“There’s Pierre Dupree,” Alafair said.
He had moved out of the crowd and was walking toward Gretchen’s pickup, wearing a pin-striped suit with a western shirt and buffed needle-nosed cowboy boots. In the background, through the trees, I could see Clete Purcel parking his maroon convertible by a picnic shelter. He and Julie Ardoin got out, and the two of them headed toward the building.
“Does Clete know Pierre is trying to put moves on Gretchen?” Alafair said.
“Yep.”
“What’s he plan to do about it?” she asked.
“Turn Pierre Dupree into wallpaper. Maybe that was just a metaphor,” I replied.
“I’m going over there,” Alafair said.
“For what?” I said.
“Pierre is evil. Gretchen is fighting a war in her head about forgiveness while this lying piece of shit is giving her a line.”
“Stay with Molly, Alf. I’m asking you, not telling you,” I said. “Please trust me on this.”
“You said you weren’t going to call me that again.”
“I’m just not much good at keeping certain kinds of promises.”

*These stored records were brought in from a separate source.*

PR #122, opened 2022-03-24
Adding the Flutter splash project as part of the bundle

CarlosNihelton:
This PR aims to bring the Flutter splash screen as a submodule of the launcher and bundle its build artifacts into the generated appx bundle. This is done by:

- Adding the Flutter repository as a submodule;
- Making the CI fetch and build it;
- Make the Appx project automatically bundle the Flutter build artifacts. This is achieved by the `Directory.build.props` file added to the Appx project directory. To make it specific to the releases that feature the OOBE, the referred build system file is added to the `meta/generated` directories. They are not available in the build tree by default.
- Ensuring the availability of the VC++ runtime on the target host. Achieved by adding the PackageDependency declaration to the `MyDistro.appxmanifest` files. This requires testing on a host we can ensure the runtime will be missing.

The current form of this PR has some drawbacks that may be matter for future efficiency enhancements:
- Flutter build artifacts built for x64 are bundled inside ARM64 packages. Flutter does not currently support ARM64 Windows targets, so the launcher will not even try to make use of those artifacts. 
- Splash flutter app is built at every iteration of the build matrix. The main reason is the icon change between WSLID's. We use the same icon of the launcher.

### DIFF
--- a/.github/workflows/build-wsl.yaml
+++ b/.github/workflows/build-wsl.yaml
@@ -93,6 +93,7 @@ jobs:
           git clone https://github.com/ubuntu/wsl.git ${{ env.workDir }}
           cd ${{ env.workDir }}
           git checkout "${GITHUB_SHA}"
+          git submodule update --init --recursive
       - name: Checkout build-info
         shell: bash
         run: |
@@ -134,6 +135,31 @@ jobs:
           $pwd = ConvertTo-SecureString  '${{ secrets.CERTIFICATE_PASSWORD }}' -AsPlainText -Force
           Import-PfxCertificate -Password $pwd -CertStoreLocation Cert:LocalMachine\Trust -FilePath certificate\certificate.pfx
           Import-PfxCertificate -Password $pwd -CertStoreLocation Cert:CurrentUser\My -FilePath certificate\certificate.pfx
+      - name: Check if packaging the splash app is necessary
+        working-directory: ${{ env.workDir }}
+        shell: bash
+        run: |
+          BUILD_TREE_HASH=$(sha256sum DistroLauncher-Appx/Directory.build.props | cut -f1 -d' ')
+          META_TREE_HASH=$(sha256sum meta/Ubuntu18.04LTS/generated/DistroLauncher-Appx/Directory.build.props | cut -f1 -d' ')
+          if [ ${BUILD_TREE_HASH} != ${META_TREE_HASH} ]; then
+            echo "withFlutterSplash=true" >> $GITHUB_ENV
+          else
+            echo "Skipping Flutter steps due hashes comparing equal:"
+            echo "    Build tree:  ${BUILD_TREE_HASH}. Meta tree: ${META_TREE_HASH}"
+          fi
+      - uses: subosito/flutter-action@v2
+        if: ${{ env.withFlutterSplash == 'true' }}
+        with:
+          channel: stable
+      - name: Build the splash screen
+        working-directory: ${{ env.workDir }}
+        if: ${{ env.withFlutterSplash == 'true' }}
+        run: |
+          flutter config --enable-windows-desktop
+          cp "DistroLauncher/images/icon.ico" "ubuntu-wsl-splash/windows/runner/resources/app_icon.ico"
+          cd "ubuntu-wsl-splash"
+          flutter gen-l10n
+          flutter build windows --release
       - name: Build Bundle
         working-directory: ${{ env.workDir }}
         run:  msbuild .\DistroLauncher.sln /t:Build /m /nr:false /p:Configuration=Release /p:AppxBundle=Always /p:AppxBundlePlatforms="${{ env.AppxBundlePlatforms }}" /p:UapAppxPackageBuildMode=${{ env.UapAppxPackageBuildMode }} -verbosity:normal
--- a/.gitmodules
+++ b/.gitmodules
@@ -1,0 +1,4 @@
+[submodule "ubuntu-wsl-splash"]
+	path = ubuntu-wsl-splash
+	url = https://github.com/ubuntu/ubuntu-wsl-splash
+	branch = main
--- a/DistroLauncher-Appx/Directory.build.props
+++ b/DistroLauncher-Appx/Directory.build.props
@@ -1,0 +1,14 @@
+<?xml version="1.0" encoding="utf-8"?>
+<Project ToolsVersion="15.0" DefaultTargets="Build" xmlns="http://schemas.microsoft.com/developer/msbuild/2003">
+  <PropertyGroup>
+        <FlutterSplashDir>..\ubuntu-wsl-splash\build\windows\runner\Release\</FlutterSplashDir>
+    </PropertyGroup>
+	<ItemGroup>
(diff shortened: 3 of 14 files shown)


CarlosNihelton:
Sample taken from the sideload bundle generated by [this successful run](https://github.com/ubuntu/WSL/actions/runs/2035204914), with the Flutter artifacts highlighted in both x64 and ARM64 appx.

image

image

CarlosNihelton:
With the latest merge, this requires a careful reassessment whether it's ready or not. Let me put as draft for now.

CarlosNihelton:
#138 wants to undo the changes that target specific releases. I didn't want to apply those across all releases, since the prior ones will not benefit from the OOBE or the slide show.

CarlosNihelton:
Flutter steps are skipped when building older releases:

image

While for the newers are not:

image

CarlosNihelton:
The UbuntuPreview sideload bundle genereted [in this run](https://github.com/ubuntu/WSL/actions/runs/2092052527) contains the artifacts generated by Flutter inside the app bundle as expected per the explanation above.

x64 APPX:

image

ARM64 APPX:

image

didrocks (changes requested):
Happy that you got the flutter project separated and shipped in the bundle, nice work!

So, I’m not going to approve this right away, I think there are some drawbacks:
> To make it specific to the releases that feature the OOBE, the referred build system file is added to the meta/generated directories.
 and as you noticed:
> https://github.com/ubuntu/WSL/pull/138

The idea here is to never change manually the `generated` directories, as they are… generated! Also, ideally, we would avoid shipping things in `meta/src` for the point releases, as it means, everytime we open a new release, we will need to copy them.

So basically, the "master template" (as being project root content) corresponds to the next versioned LTS. Then, we can override previous versions.

So, the `appxmanifest` can be directly changed in the project directly. I don’t think there are some impacts on declaring it as UPW for all versions, right?

Then, the remaining question is about `Directory.build.props`. We should (by the logic above), ship it in `DistroLauncher-Appx/`. Then, we can have 2 strategies:
* either ships it everywhere (even if not used in older releases)
* or for those releases, have an empty override file in `src`, like `meta/Ubuntu20.004LTS/src/DistroLauncher-Appx/Directory.build.props`. Then, the github action workflow logic to install and build the flutter app can be changed to compare it to an empty sha256 or to `e3b0c44298fc1c149afbf4c8996fb92427ae41e4649b934ca495991b7852b855` which seems to be the "empty file" sha256… or you can directly compare in the workflow with a `hasfiles()` of a known empty file, which is even more robust.

What do you think?

CarlosNihelton:
> Happy that you got the flutter project separated and shipped in the bundle, nice work!
> 
> So, I’m not going to approve this right away, I think there are some drawbacks:
> 
> > To make it specific to the releases that feature the OOBE, the referred build system file is added to the meta/generated directories.
> > and as you noticed:
> > #138
> 
> The idea here is to never change manually the `generated` directories, as they are… generated! Also, ideally, we would avoid shipping things in `meta/src` for the point releases, as it means, everytime we open a new release, we will need to copy them.
> 
> So basically, the "master template" (as being project root content) corresponds to the next versioned LTS. Then, we can override previous versions.
> 
> So, the `appxmanifest` can be directly changed in the project directly. I don’t think there are some impacts on declaring it as UPW for all versions, right?
> 
> Then, the remaining question is about `Directory.build.props`. We should (by the logic above), ship it in `DistroLauncher-Appx/`. Then, we can have 2 strategies:
> 
> * either ships it everywhere (even if not used in older releases)
> * or for those releases, have an empty override file in `src`, like `meta/Ubuntu20.004LTS/src/DistroLauncher-Appx/Directory.build.props`. Then, the github action workflow logic to install and build the flutter app can be changed to compare it to an empty sha256 or to `e3b0c44298fc1c149afbf4c8996fb92427ae41e4649b934ca495991b7852b855` which seems to be the "empty file" sha256… or you can directly compare in the workflow with a `hasfiles()` of a known empty file, which is even more robust.
> 
> What do you think?

I like the second option better, honestly. The only caviat is that the file cannot be completely empty, it must have the root element (<Project/>) declaration. But since that content will be exactly the same for the releases that won't feature the slide show, the comparison strategy remains the same, only the SHA changes to `9907733AF732AB3F3A691E9C3C0D55FEE72FDAFDAC410D639D46899A3169342D`  (according to Powershell) for the file containing only:

```xml
<?xml version="1.0" encoding="utf-8"?>
<Project ToolsVersion="15.0" DefaultTargets="Build" xmlns="http://schemas.microsoft.com/developer/msbuild/2003" />

```

CarlosNihelton:
Updated runs for:

- [Ubuntu22.04LTS (Jammy)](https://github.com/ubuntu/WSL/actions/runs/2097396165)

image


- [Ubuntu20.04LTS](https://github.com/ubuntu/WSL/actions/runs/2097228050)

image


As expected the Jammy app bundle contains the Flutter artifacts while the Focal doesn't.

.github/workflows/build-wsl.yaml
```diff
@@ -134,6 +135,31 @@ jobs:
...
+      - name: Check if packaging the splash app is necessary
+        working-directory: ${{ env.workDir }}
+        shell: bash
+        run: |
+          BUILD_TREE_HASH=$(sha256sum DistroLauncher-Appx/Directory.build.props | cut -f1 -d' ')
+          META_TREE_HASH=$(sha256sum meta/Ubuntu18.04LTS/generated/DistroLauncher-Appx/Directory.build.props | cut -f1 -d' ')
+          if [ ${BUILD_TREE_HASH} != ${META_TREE_HASH} ]; then
+            echo "withFlutterSplash=true" >> $GITHUB_ENV
+          else
+            echo "Skipping Flutter steps due hashes comparing equal:"
```
didrocks, line 147: The message could be enhanced to be due to the result: "Directory.build.props not doing anything" or so.

.github/workflows/build-wsl.yaml
```diff
@@ -134,6 +135,31 @@ jobs:
           $pwd = ConvertTo-SecureString  '${{ secrets.CERTIFICATE_PASSWORD }}' -AsPlainText -Force
           Import-PfxCertificate -Password $pwd -CertStoreLocation Cert:LocalMachine\Trust -FilePath certificate\certificate.pfx
           Import-PfxCertificate -Password $pwd -CertStoreLocation Cert:CurrentUser\My -FilePath certificate\certificate.pfx
+      - name: Check if packaging the splash app is necessary
+        working-directory: ${{ env.workDir }}
+        shell: bash
+        run: |
+          BUILD_TREE_HASH=$(sha256sum DistroLauncher-Appx/Directory.build.props | cut -f1 -d' ')
+          META_TREE_HASH=$(sha256sum meta/Ubuntu18.04LTS/generated/DistroLauncher-Appx/Directory.build.props | cut -f1 -d' ')
```
didrocks, line 143: Rather than META_TREE_HASH, I would give it more sense, like "NOOP_HASH"

didrocks (approved):
Let’s merge this as this is behaving as expected now. Do you mind having a look at my comment about naming and doing another PR with those fixed?

Thanks!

Her eyes studied mine, and I knew she wasn’t thinking about pet names. “I’ve got a bad feeling, Dave.”
“About what?”
“All of this,” she said.
AT FIRST GRETCHEN tried to ignore him, to pretend that either his presence or his absence was of no concern to her. But even as she reached back into the cab of her pickup to retrieve her Steadicam, his shadow seemed to loom above her and block out the lights of the building and invade her thoughts and reduce her in size and importance, as though he knew the location of every weakness in her body and soul. “I hoped you’d be here,” he said.
“I said I would be, didn’t I?” she replied.
“You sure did. Is this your equipment?”
“Whose does it look like?”
“You have to remember, film isn’t my medium.” He was smiling, his collar unbuttoned, the black hair on his chest showing.
“You see movies, though?” she said.
“Sometimes.”
“You ever see The Johnson Patrol? It was about an American patrol in Vietnam. But it was done by the French. It’s one of the best documentaries I ever saw. It
made me think of Robert Capa’s work.”
“Who?”
“He was one of the greatest combat photographers who ever lived.”
“I was never that keen on motion pictures and photography. I’m a painter.”
“You don’t like movies?”
He grinned and shrugged. “Sit with me.”
“I’m working.”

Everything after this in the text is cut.